Copy every record word for word.

►

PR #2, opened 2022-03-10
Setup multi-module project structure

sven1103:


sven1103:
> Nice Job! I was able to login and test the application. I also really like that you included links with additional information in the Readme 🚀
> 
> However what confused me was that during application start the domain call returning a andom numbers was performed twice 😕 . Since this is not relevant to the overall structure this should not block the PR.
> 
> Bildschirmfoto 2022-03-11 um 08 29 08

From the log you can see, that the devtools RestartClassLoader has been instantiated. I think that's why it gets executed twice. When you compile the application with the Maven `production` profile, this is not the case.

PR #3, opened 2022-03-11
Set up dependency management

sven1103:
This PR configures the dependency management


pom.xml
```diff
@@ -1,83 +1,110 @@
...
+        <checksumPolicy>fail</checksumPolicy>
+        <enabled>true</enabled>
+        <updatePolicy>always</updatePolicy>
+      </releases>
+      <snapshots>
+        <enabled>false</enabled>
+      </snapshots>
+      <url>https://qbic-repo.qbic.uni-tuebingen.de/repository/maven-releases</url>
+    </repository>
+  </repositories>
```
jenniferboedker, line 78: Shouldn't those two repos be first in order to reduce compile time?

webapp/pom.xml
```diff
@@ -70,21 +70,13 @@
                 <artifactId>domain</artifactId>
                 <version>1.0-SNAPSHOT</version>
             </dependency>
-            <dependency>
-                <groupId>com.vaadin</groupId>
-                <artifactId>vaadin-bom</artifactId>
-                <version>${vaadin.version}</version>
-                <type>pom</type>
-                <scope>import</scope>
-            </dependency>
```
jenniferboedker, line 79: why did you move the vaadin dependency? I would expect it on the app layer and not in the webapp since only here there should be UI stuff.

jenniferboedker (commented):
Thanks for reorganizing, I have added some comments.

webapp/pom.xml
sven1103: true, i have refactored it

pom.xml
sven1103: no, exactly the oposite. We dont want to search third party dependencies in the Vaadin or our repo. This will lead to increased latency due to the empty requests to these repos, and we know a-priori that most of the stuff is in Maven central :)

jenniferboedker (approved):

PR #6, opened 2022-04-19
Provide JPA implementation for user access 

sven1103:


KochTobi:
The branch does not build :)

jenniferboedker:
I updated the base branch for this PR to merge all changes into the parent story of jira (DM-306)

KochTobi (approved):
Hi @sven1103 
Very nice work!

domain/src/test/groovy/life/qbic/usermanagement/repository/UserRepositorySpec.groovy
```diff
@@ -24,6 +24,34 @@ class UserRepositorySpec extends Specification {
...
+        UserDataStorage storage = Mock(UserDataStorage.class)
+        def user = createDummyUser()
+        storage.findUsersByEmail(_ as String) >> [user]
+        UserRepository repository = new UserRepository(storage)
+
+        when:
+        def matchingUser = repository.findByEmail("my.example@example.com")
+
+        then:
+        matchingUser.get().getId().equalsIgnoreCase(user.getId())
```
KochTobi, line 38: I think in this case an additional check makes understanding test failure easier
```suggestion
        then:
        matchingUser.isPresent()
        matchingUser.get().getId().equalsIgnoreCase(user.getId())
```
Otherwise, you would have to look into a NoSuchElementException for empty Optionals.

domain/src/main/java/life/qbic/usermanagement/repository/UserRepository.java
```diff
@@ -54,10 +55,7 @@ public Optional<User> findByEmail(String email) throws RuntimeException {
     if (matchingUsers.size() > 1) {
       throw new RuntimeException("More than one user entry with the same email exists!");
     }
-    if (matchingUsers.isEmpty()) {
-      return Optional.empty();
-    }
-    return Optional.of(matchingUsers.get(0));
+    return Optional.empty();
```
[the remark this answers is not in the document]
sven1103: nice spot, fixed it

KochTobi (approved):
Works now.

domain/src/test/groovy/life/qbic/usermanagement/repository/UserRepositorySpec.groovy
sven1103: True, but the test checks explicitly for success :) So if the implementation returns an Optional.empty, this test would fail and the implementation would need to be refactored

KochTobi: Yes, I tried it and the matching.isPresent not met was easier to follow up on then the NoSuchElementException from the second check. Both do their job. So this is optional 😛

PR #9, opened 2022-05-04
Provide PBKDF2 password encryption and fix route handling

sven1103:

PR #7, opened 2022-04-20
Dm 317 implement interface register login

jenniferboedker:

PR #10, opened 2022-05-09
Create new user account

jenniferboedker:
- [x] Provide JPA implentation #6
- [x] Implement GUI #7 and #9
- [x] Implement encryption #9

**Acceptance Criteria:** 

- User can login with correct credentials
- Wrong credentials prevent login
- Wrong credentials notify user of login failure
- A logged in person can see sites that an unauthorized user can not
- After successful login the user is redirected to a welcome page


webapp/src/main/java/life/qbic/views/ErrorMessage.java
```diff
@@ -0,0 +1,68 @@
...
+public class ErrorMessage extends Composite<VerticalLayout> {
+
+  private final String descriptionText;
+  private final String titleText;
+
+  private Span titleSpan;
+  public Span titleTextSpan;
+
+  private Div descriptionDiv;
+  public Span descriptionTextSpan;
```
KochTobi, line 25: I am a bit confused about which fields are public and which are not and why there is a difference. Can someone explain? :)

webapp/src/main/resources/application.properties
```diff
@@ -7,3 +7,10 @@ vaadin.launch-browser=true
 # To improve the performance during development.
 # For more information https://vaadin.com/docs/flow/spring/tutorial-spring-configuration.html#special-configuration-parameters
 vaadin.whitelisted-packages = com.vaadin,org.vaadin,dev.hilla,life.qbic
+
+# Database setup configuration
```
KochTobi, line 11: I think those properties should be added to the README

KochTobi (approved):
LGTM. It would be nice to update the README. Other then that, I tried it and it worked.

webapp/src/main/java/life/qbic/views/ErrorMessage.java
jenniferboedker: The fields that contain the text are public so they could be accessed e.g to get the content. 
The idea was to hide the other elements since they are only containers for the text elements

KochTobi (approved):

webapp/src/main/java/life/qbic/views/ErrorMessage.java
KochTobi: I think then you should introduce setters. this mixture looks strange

◄

◆ Final answer
PR #2, opened 2022-03-10
Setup multi-module project structure

sven1103:


sven1103:
> Nice Job! I was able to login and test the application. I also really like that you included links with additional information in the Readme 🚀
> 
> However what confused me was that during application start the domain call returning a andom numbers was performed twice 😕 . Since this is not relevant to the overall structure this should not block the PR.
> 
> Bildschirmfoto 2022-03-11 um 08 29 08

From the log you can see, that the devtools RestartClassLoader has been instantiated. I think that's why it gets executed twice. When you compile the application with the Maven `production` profile, this is not the case.

PR #3, opened 2022-03-11
Set up dependency management

sven1103:
This PR configures the dependency management


pom.xml
```diff
@@ -1,83 +1,110 @@
...
+        <checksumPolicy>fail</checksumPolicy>
+        <enabled>true</enabled>
+        <updatePolicy>always</updatePolicy>
+      </releases>
+      <snapshots>
+        <enabled>false</enabled>
+      </snapshots>
+      <url>https://qbic-repo.qbic.uni-tuebingen.de/repository/maven-releases</url>
+    </repository>
+  </repositories>
```
jenniferboedker, line 78: Shouldn't those two repos be first in order to reduce compile time?

webapp/pom.xml
```diff
@@ -70,21 +70,13 @@
                 <artifactId>domain</artifactId>
                 <version>1.0-SNAPSHOT</version>
             </dependency>
-            <dependency>
-                <groupId>com.vaadin</groupId>
-                <artifactId>vaadin-bom</artifactId>
-                <version>${vaadin.version}</version>
-                <type>pom</type>
-                <scope>import</scope>
-            </dependency>
```
jenniferboedker, line 79: why did you move the vaadin dependency? I would expect it on the app layer and not in the webapp since only here there should be UI stuff.

jenniferboedker (commented):
Thanks for reorganizing, I have added some comments.

webapp/pom.xml
sven1103: true, i have refactored it

pom.xml
sven1103: no, exactly the oposite. We dont want to search third party dependencies in the Vaadin or our repo. This will lead to increased latency due to the empty requests to these repos, and we know a-priori that most of the stuff is in Maven central :)

jenniferboedker (approved):

PR #6, opened 2022-04-19
Provide JPA implementation for user access 

sven1103:


KochTobi:
The branch does not build :)

jenniferboedker:
I updated the base branch for this PR to merge all changes into the parent story of jira (DM-306)

KochTobi (approved):
Hi @sven1103 
Very nice work!

domain/src/test/groovy/life/qbic/usermanagement/repository/UserRepositorySpec.groovy
```diff
@@ -24,6 +24,34 @@ class UserRepositorySpec extends Specification {
...
+        UserDataStorage storage = Mock(UserDataStorage.class)
+        def user = createDummyUser()
+        storage.findUsersByEmail(_ as String) >> [user]
+        UserRepository repository = new UserRepository(storage)
+
+        when:
+        def matchingUser = repository.findByEmail("my.example@example.com")
+
+        then:
+        matchingUser.get().getId().equalsIgnoreCase(user.getId())
```
KochTobi, line 38: I think in this case an additional check makes understanding test failure easier
```suggestion
        then:
        matchingUser.isPresent()
        matchingUser.get().getId().equalsIgnoreCase(user.getId())
```
Otherwise, you would have to look into a NoSuchElementException for empty Optionals.

domain/src/main/java/life/qbic/usermanagement/repository/UserRepository.java
```diff
@@ -54,10 +55,7 @@ public Optional<User> findByEmail(String email) throws RuntimeException {
     if (matchingUsers.size() > 1) {
       throw new RuntimeException("More than one user entry with the same email exists!");
     }
-    if (matchingUsers.isEmpty()) {
-      return Optional.empty();
-    }
-    return Optional.of(matchingUsers.get(0));
+    return Optional.empty();
```
[the remark this answers is not in the document]
sven1103: nice spot, fixed it

KochTobi (approved):
Works now.

domain/src/test/groovy/life/qbic/usermanagement/repository/UserRepositorySpec.groovy
sven1103: True, but the test checks explicitly for success :) So if the implementation returns an Optional.empty, this test would fail and the implementation would need to be refactored

KochTobi: Yes, I tried it and the matching.isPresent not met was easier to follow up on then the NoSuchElementException from the second check. Both do their job. So this is optional 😛

PR #9, opened 2022-05-04
Provide PBKDF2 password encryption and fix route handling

sven1103:

PR #7, opened 2022-04-20
Dm 317 implement interface register login

jenniferboedker:

PR #10, opened 2022-05-09
Create new user account

jenniferboedker:
- [x] Provide JPA implentation #6
- [x] Implement GUI #7 and #9
- [x] Implement encryption #9

**Acceptance Criteria:** 

- User can login with correct credentials
- Wrong credentials prevent login
- Wrong credentials notify user of login failure
- A logged in person can see sites that an unauthorized user can not
- After successful login the user is redirected to a welcome page


webapp/src/main/java/life/qbic/views/ErrorMessage.java
```diff
@@ -0,0 +1,68 @@
...
+public class ErrorMessage extends Composite<VerticalLayout> {
+
+  private final String descriptionText;
+  private final String titleText;
+
+  private Span titleSpan;
+  public Span titleTextSpan;
+
+  private Div descriptionDiv;
+  public Span descriptionTextSpan;
```
KochTobi, line 25: I am a bit confused about which fields are public and which are not and why there is a difference. Can someone explain? :)

webapp/src/main/resources/application.properties
```diff
@@ -7,3 +7,10 @@ vaadin.launch-browser=true
 # To improve the performance during development.
 # For more information https://vaadin.com/docs/flow/spring/tutorial-spring-configuration.html#special-configuration-parameters
 vaadin.whitelisted-packages = com.vaadin,org.vaadin,dev.hilla,life.qbic
+
+# Database setup configuration
```
KochTobi, line 11: I think those properties should be added to the README

KochTobi (approved):
LGTM. It would be nice to update the README. Other then that, I tried it and it worked.

webapp/src/main/java/life/qbic/views/ErrorMessage.java
jenniferboedker: The fields that contain the text are public so they could be accessed e.g to get the content. 
The idea was to hide the other elements since they are only containers for the text elements

KochTobi (approved):

webapp/src/main/java/life/qbic/views/ErrorMessage.java
KochTobi: I think then you should introduce setters. this mixture looks strange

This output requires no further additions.